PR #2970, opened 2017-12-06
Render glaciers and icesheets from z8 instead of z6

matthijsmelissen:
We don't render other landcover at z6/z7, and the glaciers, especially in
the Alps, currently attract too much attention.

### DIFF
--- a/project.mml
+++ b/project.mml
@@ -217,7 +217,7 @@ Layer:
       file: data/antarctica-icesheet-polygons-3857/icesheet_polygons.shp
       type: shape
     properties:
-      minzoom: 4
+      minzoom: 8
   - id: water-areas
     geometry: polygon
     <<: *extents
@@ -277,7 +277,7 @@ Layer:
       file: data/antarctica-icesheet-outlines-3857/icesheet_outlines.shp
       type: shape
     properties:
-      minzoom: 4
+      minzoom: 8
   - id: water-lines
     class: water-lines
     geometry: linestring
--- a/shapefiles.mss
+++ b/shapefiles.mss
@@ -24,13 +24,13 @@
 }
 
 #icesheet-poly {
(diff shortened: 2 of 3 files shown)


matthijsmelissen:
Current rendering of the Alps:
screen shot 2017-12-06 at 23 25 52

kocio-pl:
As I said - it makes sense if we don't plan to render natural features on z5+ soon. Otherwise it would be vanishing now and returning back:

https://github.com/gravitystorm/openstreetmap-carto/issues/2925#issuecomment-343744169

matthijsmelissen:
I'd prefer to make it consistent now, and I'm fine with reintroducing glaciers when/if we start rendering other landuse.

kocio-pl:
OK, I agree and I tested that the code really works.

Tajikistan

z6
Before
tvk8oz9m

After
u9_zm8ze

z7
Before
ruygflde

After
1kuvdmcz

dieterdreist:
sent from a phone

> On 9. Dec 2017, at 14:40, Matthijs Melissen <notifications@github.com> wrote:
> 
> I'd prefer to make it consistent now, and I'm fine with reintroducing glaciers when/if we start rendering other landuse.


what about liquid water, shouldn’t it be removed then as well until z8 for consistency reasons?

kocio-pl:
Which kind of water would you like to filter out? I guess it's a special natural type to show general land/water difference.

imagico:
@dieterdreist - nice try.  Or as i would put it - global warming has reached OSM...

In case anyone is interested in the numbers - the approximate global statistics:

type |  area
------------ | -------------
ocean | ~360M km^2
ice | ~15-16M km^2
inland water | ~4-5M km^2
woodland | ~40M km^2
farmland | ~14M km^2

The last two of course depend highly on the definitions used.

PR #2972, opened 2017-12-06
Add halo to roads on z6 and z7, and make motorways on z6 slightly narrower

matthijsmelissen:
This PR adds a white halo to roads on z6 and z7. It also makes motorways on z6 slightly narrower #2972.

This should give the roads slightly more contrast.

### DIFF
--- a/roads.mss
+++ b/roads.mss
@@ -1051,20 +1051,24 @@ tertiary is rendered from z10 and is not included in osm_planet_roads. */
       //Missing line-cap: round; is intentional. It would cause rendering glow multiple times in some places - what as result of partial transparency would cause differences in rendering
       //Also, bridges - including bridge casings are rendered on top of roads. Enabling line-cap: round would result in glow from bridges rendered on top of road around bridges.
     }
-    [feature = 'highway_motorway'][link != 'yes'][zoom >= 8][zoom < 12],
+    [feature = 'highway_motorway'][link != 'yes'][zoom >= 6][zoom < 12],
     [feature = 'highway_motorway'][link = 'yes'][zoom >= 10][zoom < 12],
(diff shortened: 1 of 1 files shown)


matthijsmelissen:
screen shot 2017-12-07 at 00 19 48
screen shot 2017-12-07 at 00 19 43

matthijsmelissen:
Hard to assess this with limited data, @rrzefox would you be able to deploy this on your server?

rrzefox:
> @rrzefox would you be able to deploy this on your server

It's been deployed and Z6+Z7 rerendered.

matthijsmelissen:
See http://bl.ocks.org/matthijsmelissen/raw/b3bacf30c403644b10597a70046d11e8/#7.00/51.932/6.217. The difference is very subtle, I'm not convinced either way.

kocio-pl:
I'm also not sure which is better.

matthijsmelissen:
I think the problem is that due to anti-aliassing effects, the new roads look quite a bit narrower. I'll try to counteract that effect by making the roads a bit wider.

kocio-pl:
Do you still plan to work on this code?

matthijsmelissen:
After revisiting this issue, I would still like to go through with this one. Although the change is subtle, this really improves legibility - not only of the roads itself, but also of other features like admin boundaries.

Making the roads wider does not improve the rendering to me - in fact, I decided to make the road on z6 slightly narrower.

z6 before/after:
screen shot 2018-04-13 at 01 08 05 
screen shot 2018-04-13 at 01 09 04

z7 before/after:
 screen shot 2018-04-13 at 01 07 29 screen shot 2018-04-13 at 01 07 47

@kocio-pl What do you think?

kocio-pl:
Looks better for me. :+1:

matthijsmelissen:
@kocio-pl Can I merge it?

==

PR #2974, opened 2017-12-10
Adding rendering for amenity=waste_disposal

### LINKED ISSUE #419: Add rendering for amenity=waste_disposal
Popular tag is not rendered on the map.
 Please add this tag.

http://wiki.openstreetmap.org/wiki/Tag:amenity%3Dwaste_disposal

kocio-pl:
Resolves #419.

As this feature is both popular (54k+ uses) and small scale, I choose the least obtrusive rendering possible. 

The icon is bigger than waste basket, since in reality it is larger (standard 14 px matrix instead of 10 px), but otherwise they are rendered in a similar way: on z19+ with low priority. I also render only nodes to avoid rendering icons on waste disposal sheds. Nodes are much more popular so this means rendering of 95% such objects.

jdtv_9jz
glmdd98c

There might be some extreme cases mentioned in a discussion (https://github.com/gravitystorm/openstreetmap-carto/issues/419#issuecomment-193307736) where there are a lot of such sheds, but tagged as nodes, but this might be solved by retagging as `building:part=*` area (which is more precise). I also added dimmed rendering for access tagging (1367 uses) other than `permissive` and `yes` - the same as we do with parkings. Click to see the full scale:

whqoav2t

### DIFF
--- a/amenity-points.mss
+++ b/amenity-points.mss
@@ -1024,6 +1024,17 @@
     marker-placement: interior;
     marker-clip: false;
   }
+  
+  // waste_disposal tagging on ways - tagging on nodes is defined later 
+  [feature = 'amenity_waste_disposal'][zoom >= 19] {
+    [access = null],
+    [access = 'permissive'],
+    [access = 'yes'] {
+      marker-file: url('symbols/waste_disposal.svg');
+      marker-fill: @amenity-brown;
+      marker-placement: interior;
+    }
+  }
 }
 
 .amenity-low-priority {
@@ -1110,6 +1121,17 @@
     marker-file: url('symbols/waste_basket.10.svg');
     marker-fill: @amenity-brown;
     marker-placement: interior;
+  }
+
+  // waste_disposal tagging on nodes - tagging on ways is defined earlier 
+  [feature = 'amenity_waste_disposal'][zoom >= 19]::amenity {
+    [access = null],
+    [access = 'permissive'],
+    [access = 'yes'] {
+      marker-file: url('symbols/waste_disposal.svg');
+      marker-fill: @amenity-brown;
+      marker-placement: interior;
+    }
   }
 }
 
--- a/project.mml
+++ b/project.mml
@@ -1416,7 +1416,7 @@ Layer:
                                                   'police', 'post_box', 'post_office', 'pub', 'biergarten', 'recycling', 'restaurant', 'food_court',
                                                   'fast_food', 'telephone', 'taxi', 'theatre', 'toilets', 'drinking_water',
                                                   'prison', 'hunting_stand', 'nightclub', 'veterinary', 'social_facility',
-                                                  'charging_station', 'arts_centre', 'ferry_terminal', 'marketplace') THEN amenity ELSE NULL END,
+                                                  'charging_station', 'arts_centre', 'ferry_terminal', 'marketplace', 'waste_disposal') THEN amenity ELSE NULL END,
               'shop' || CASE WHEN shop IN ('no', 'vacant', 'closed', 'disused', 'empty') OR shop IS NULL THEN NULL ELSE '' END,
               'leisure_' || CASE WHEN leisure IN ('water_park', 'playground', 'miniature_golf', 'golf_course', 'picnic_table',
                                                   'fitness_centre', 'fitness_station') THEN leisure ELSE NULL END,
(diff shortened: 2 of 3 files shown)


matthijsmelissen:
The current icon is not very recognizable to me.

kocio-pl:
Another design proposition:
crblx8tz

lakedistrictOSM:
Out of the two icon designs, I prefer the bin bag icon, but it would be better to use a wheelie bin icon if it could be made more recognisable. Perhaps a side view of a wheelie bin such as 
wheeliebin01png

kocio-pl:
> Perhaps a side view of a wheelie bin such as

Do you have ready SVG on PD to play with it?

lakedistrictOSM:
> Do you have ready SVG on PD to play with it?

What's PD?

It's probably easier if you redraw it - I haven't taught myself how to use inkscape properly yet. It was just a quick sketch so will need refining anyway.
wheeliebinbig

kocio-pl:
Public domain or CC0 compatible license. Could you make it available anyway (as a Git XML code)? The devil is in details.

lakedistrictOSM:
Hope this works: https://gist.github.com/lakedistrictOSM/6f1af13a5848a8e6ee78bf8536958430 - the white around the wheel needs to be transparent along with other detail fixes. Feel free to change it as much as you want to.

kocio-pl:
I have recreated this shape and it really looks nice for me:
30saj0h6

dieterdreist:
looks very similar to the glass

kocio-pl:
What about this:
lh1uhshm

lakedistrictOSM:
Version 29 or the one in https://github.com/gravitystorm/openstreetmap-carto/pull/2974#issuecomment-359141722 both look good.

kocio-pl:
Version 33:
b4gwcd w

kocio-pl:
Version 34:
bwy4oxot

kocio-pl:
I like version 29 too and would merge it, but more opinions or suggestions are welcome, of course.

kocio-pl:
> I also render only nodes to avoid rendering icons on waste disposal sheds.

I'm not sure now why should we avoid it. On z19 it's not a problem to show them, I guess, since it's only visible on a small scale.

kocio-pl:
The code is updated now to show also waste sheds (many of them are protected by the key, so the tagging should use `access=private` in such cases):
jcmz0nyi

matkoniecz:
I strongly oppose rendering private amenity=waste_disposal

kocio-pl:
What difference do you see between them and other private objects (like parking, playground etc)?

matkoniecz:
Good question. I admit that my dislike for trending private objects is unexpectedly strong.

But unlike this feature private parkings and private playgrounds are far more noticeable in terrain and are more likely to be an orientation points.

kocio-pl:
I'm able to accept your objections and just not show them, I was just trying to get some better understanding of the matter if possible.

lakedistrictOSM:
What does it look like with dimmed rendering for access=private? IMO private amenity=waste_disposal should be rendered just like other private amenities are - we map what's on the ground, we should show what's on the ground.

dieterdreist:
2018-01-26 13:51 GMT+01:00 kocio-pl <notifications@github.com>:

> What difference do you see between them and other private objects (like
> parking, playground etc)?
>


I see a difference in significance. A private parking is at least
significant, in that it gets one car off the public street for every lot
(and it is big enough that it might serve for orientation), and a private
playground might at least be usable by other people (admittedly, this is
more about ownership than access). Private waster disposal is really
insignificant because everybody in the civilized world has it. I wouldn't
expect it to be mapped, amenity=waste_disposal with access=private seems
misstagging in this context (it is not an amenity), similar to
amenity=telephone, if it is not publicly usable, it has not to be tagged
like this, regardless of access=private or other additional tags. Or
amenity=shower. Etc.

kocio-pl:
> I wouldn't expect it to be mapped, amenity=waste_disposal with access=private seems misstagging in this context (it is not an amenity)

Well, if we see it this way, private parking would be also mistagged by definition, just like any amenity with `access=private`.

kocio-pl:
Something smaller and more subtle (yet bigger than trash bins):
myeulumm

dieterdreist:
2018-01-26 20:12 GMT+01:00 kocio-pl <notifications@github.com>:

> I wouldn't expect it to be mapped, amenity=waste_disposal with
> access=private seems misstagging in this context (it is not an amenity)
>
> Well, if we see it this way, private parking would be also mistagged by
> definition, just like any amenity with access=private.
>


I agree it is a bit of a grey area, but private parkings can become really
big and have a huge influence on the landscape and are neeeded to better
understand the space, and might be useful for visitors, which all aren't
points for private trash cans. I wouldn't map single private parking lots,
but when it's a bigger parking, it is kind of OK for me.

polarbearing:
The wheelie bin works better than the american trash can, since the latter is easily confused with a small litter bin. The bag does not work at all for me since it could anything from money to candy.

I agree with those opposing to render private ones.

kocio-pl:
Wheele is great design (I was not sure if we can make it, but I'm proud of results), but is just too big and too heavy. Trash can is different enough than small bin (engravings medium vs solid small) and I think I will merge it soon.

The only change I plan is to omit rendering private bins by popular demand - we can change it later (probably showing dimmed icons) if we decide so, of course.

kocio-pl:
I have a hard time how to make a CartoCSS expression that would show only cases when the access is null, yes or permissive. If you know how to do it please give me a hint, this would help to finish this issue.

### TASK STATEMENT
Tell me how many lines of the records include the word "least", and say nothing else.

### REPLY
3